Испытываю постыдное разочарование, когда наши губы разъединяются. Смотрим друг другу в глаза и рвано дышим. Каждый вдох и выдох наполнены неприкрытым пеклом. Оно накаляет окружающее пространство и даже скучающей тишине вдруг становится неловко.
— Как твои печень, почки и сердце? — глухо спрашивает Эрик.
Можно едко пошутить и заставить его селезенку поволноваться, но мне совсем этого не хочется, поэтому я шепчу:
— В эйфории…
— А легкие? — довольно усмехается.
— Экстаз…
Наклоняется снова, но не целует, а слегка проводит языком по моим губам. От этого пробирает дрожь и узел внизу живота натягивается сильнее. Нервно выдыхаю и кусаю губу. Хочу, безумно хочу продолжения, но он отодвигается и удивленно оглядывает меня, словно видит первый раз. Пытается иронизировать, но я чувствую беспокойство в голосе, когда спрашивает:
— Ты в «остаться в живых» когда успела поучаствовать?

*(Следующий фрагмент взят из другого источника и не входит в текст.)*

PR #556, opened 2023-05-15
feat(*) wash burrito support

### LINKED ISSUE #464: [FEATURE] Allow wash up to spin up multiple wasmCloud hosts in quick succession

### LINKED ISSUE #492: [BUG] Using --wasmcloud-start-only with wash up does not find locally installed versions

brooksmtownsend:
## Feature or Problem
This PR adds support for running https://github.com/wasmCloud/wasmcloud-otp/pull/616 artifacts (burrito releases) with `wash up`. This will be a significant breaking change and will bump the minimum wasmCloud version that `wash` can manage from `0.57.1` (when we stopped using distillery) to `0.63.0`.

PR action items:
- [x] Add support to launch burrito releases with `wash up`
- [x] Stop burrito-release launched hosts with `wash down`
- [x] Add `maintenance uninstall` to the `wash drain` command (I think this can be done in a separate PR since burritos auto-upgrade)
- [x] Test on multiple platforms (Works on aarch64 mac, aarch64 linux, and x86 Windows)
- [x] General code cleanup, TODOs left around the implementation 

## Related Issues
Fixes https://github.com/wasmCloud/wash/issues/464 after pulling in implementation from wasmCloud/wash#527 
Fixed wasmCloud/wash#492 

## Release Information
`wash` v0.18.0
`wash-lib` v0.9.0

~?? We may need to hold on merging this PR until we can release 0.18 as scheduled~
Changed to v0.18.0 as it makes sense to release this with wadm

## Consumer Impact
Consumers won't notice a difference with running the wasmCloud host, only that the downloaded assets are a single binary `wasmcloud_host` instead of a tarball-ed directory

## Testing

Built on platform(s)
- [ ] x86_64-linux
- [ ] aarch64-linux
- [ ] x86_64-darwin
- [x] aarch64-darwin
- [ ] x86_64-windows

Tested on platform(s)
- [ ] x86_64-linux
- [ ] aarch64-linux
- [ ] x86_64-darwin
- [x] aarch64-darwin
- [ ] x86_64-windows

### Manual Verification
As of creation, I've run `cargo run -- up` and `cargo run -- up -d` which worked great. `down` now works by using NATS to tell hosts to stop instead of executing the `mix release`, and I've verified that a variety of scenarios work well.
1. Stopping one host when multiple are running do not stop NATS/wadm
2. Stopping the only host will stop all resources
3. Not specifying a host ID will exit early and display the running hosts to the user
4. Trying to stop a host when nothing is running will clean up NATS and wadm

### DIFF
--- a/crates/wash-lib/src/start/wasmcloud.rs
+++ b/crates/wash-lib/src/start/wasmcloud.rs
@@ -11,6 +11,8 @@ use log::warn;
 use reqwest::StatusCode;
 use tokio::fs::{create_dir_all, metadata, File};
 use tokio::process::{Child, Command};
+use tokio_stream::StreamExt;
+use tokio_util::io::StreamReader;
 
 const WASMCLOUD_GITHUB_RELEASE_URL: &str =
     "https://github.com/wasmCloud/wasmcloud-otp/releases/download";
@@ -166,7 +168,11 @@ where
             download_response.status()
         ));
     }
-    let wasmcloud_host_burrito = download_response.bytes().await?.to_vec();
+
+    let burrito_bites_stream = download_response
+        .bytes_stream()
+        .map(|result| result.map_err(|err| std::io::Error::new(std::io::ErrorKind::Other, err)));
+    let mut wasmcloud_host_burrito = StreamReader::new(burrito_bites_stream);
     let version_dir = dir.as_ref().join(version);
     let file_path = version_dir.join(WASMCLOUD_HOST_BIN);
     if let Some(parent_folder) = file_path.parent() {
@@ -185,7 +191,7 @@ where
                 wasmcloud_file.set_permissions(perms).await?;
             }
         }
-        tokio::io::copy(&mut wasmcloud_host_burrito.as_slice(), &mut wasmcloud_file).await?;
+        tokio::io::copy(&mut wasmcloud_host_burrito, &mut wasmcloud_file).await?;
     }
 
     // Return success if wasmCloud components exist, error otherwise
@@ -392,7 +398,7 @@ mod test {
     }
 
     const NATS_SERVER_VERSION: &str = "v2.8.4";
-    const WASMCLOUD_HOST_VERSION: &str = "v0.63.0";
+    const WASMCLOUD_HOST_VERSION: &str = "v0.63.1";
 
     #[tokio::test]
     async fn can_download_and_start_wasmcloud() -> anyhow::Result<()> {
--- a/crates/wash-lib/src/start/wasmcloud.rs
+++ b/crates/wash-lib/src/start/wasmcloud.rs
@@ -9,15 +9,16 @@ use anyhow::{anyhow, Result};
 use command_group::AsyncCommandGroup;
 use futures::future::join_all;
 use log::warn;
+use reqwest::StatusCode;
 use tokio::fs::{create_dir_all, metadata, File};
 use tokio::process::{Child, Command};
 
 const WASMCLOUD_GITHUB_RELEASE_URL: &str =
     "https://github.com/wasmCloud/wasmcloud-otp/releases/download";
 #[cfg(target_family = "unix")]
-pub const WASMCLOUD_HOST_BIN: &str = "bin/wasmcloud_host";
+pub const WASMCLOUD_HOST_BIN: &str = "wasmcloud_host";
 #[cfg(target_family = "windows")]
-pub const WASMCLOUD_HOST_BIN: &str = "bin\\wasmcloud_host.bat";
+pub const WASMCLOUD_HOST_BIN: &str = "wasmcloud_host.exe";
 
 // Any version of wasmCloud under 0.63.0 uses Elixir releases and is incompatible
 // See https://github.com/wasmCloud/wasmcloud-otp/pull/616 for the move to burrito releases
@@ -39,7 +40,7 @@ const DEFAULT_DASHBOARD_PORT: u16 = 4000;
 /// use wash_lib::start::ensure_wasmcloud;
 /// let res = ensure_wasmcloud("v0.63.0", "/tmp/wasmcloud/").await;
 /// assert!(res.is_ok());
-/// assert!(res.unwrap().to_string_lossy() == "/tmp/wasmcloud/wasmcloud_host".to_string());
+/// assert!(res.unwrap().to_string_lossy() == "/tmp/wasmcloud/v0.63.0/wasmcloud_host".to_string());
 /// # }
 /// ```
 pub async fn ensure_wasmcloud<P>(version: &str, dir: P) -> Result<PathBuf>
@@ -72,10 +73,9 @@ where
 /// use wash_lib::start::ensure_wasmcloud_for_os_arch_pair;
 /// let os = std::env::consts::OS;
 /// let arch = std::env::consts::ARCH;
-/// TODO: Check to see if this really always stores in a version folder
 /// let res = ensure_wasmcloud_for_os_arch_pair(os, arch, "v0.63.0", "/tmp/wasmcloud/").await;
 /// assert!(res.is_ok());
-/// assert!(res.unwrap().to_string_lossy() == "/tmp/wasmcloud/bin/wasmcloud_host".to_string());
+/// assert!(res.unwrap().to_string_lossy() == "/tmp/wasmcloud/v0.63.0/wasmcloud_host".to_string());
 /// # }
 /// ```
 pub async fn ensure_wasmcloud_for_os_arch_pair<P>(
@@ -112,7 +112,7 @@ where
 /// use wash_lib::start::download_wasmcloud;
 /// let res = download_wasmcloud("v0.57.1", "/tmp/wasmcloud/").await;
 /// assert!(res.is_ok());
-/// assert!(res.unwrap().to_string_lossy() == "/tmp/wasmcloud/bin/wasmcloud_host".to_string());
+/// assert!(res.unwrap().to_string_lossy() == "/tmp/wasmcloud/v0.63.0/wasmcloud_host".to_string());
 /// # }
 /// ```
 pub async fn download_wasmcloud<P>(version: &str, dir: P) -> Result<PathBuf>
@@ -133,7 +133,7 @@ where
 /// * `arch` - Specifies the architecture of the binary to download, e.g. `amd64`
 /// * `version` - Specifies the version of the binary to download in the form of `vX.Y.Z`
 /// * `dir` - Where to unpack the wasmCloud host contents into. This should be the root level
-///   directory where to store hosts. Each host will be stored in a directory maching its version TODO: verifty this
+///   directory where to store hosts. Each host will be stored in a directory maching its version
 /// # Examples
 ///
 /// ```no_run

— Скорее в квесте «в поисках Рафиковича». — оскорблённой истеричкой, которой недодали мороженку, отодвигаюсь от друга и с деланным спокойствием достаю ключи из маленькой сумки, перекинутой через плечо.
Головой понимаю — это тот же самый Эрик, мой датский принц, я знаю его с детства, и это я король Артур, я всегда главная!
Но задница-предательница ехидно намекает: «Ни хрена, ни хрена».